◆ WHAT IS REQUIRED: Can you give all the records again without altering a single character?

Stored data entries
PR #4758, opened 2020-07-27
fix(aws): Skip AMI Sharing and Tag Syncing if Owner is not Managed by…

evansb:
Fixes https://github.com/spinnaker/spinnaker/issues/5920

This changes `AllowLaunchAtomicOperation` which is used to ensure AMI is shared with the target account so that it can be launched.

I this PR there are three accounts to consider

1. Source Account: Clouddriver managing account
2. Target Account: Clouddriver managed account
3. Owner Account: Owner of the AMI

◆ SOLUTION BELOW:
PR #4758, opened 2020-07-27
fix(aws): Skip AMI Sharing and Tag Syncing if Owner is not Managed by…

evansb:
Fixes https://github.com/spinnaker/spinnaker/issues/5920

This changes `AllowLaunchAtomicOperation` which is used to ensure AMI is shared with the target account so that it can be launched.

I this PR there are three accounts to consider

1. Source Account: Clouddriver managing account
2. Target Account: Clouddriver managed account
3. Owner Account: Owner of the AMI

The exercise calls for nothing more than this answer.